The FDA’s oversight of GRAS ingredients on the market is also limited. The agency rarely revokes GRAS designation (an FDA inventory only shows 15 substances that were considered GRAS and then later determined to not be), nor does the FDA review foods on an ongoing basis with GRAS ingredients that can be safe when added at low levels but not in large quantities—for instance, caffeine, salt, and sugar.
“In 1977, the FDA approved caffeine as a GRAS substance for use in sodas at a low level: 0.02%,” said Pomeranz. “But today, caffeine is added to energy drinks at levels far exceeding this, which is causing caffeine-related hospitalizations and even deaths. Given that the FDA regulates the use of GRAS substances, the agency could set limits on the amount of caffeine in energy drinks.”
“The sheer number of GRAS substances and food additives on the market, combined with the lack of knowledge about the existence of self-GRAS ingredients, insufficient resources, and documented time delays even for well-supported action, renders reliance on post-market authority flawed and unreliable to ensure a safe food supply,” said study coauthor Emily Broad Leib, JD, director of Harvard Law School Center for Health Law and Policy Innovation and founding director of the Harvard Law School Food Law and Policy Clinic. “FDA is only starting to utilize its post-market powers to review a tiny number of ingredients in the food supply, even though evidence of harm has been present for decades.”

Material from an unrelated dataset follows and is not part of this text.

PR #2277, opened 2024-01-09
Define the --build_environment flag and change --break_glass flag to a Boolean type

sarahcaseybot:
It is necessary to define these flags in a deployment before merging go/r3pr/2273 in order to prevent breaking the exisitng TLD syncing and entity presubmit testing that has already been enabled.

The authors’ analysis provides the FDA and Congress with several potential actions to better assess and oversee the safety of both GRAS substances and food additives. This could include introducing a new requirement that companies must publicly notify the FDA of the use of GRAS ingredients, and share their underlying safety data, before they are put in foods; creating a robust review process to reevaluate the safety of GRAS ingredients and food additives once they are already on the market; and clarifying the distinction between GRAS ingredients and food additives.
In order to fund this stronger oversight of the food supply, the researchers suggest that Congress could allocate additional resources to the FDA or establish a user fee program in which food companies pay for the FDA to review the safety of their ingredients before they are added to foods. “Both the FDA and Congress can do more to enable the FDA to meet its mission of ensuring a safe food supply,” said Pomeranz. The National Institutes of Health supported the research.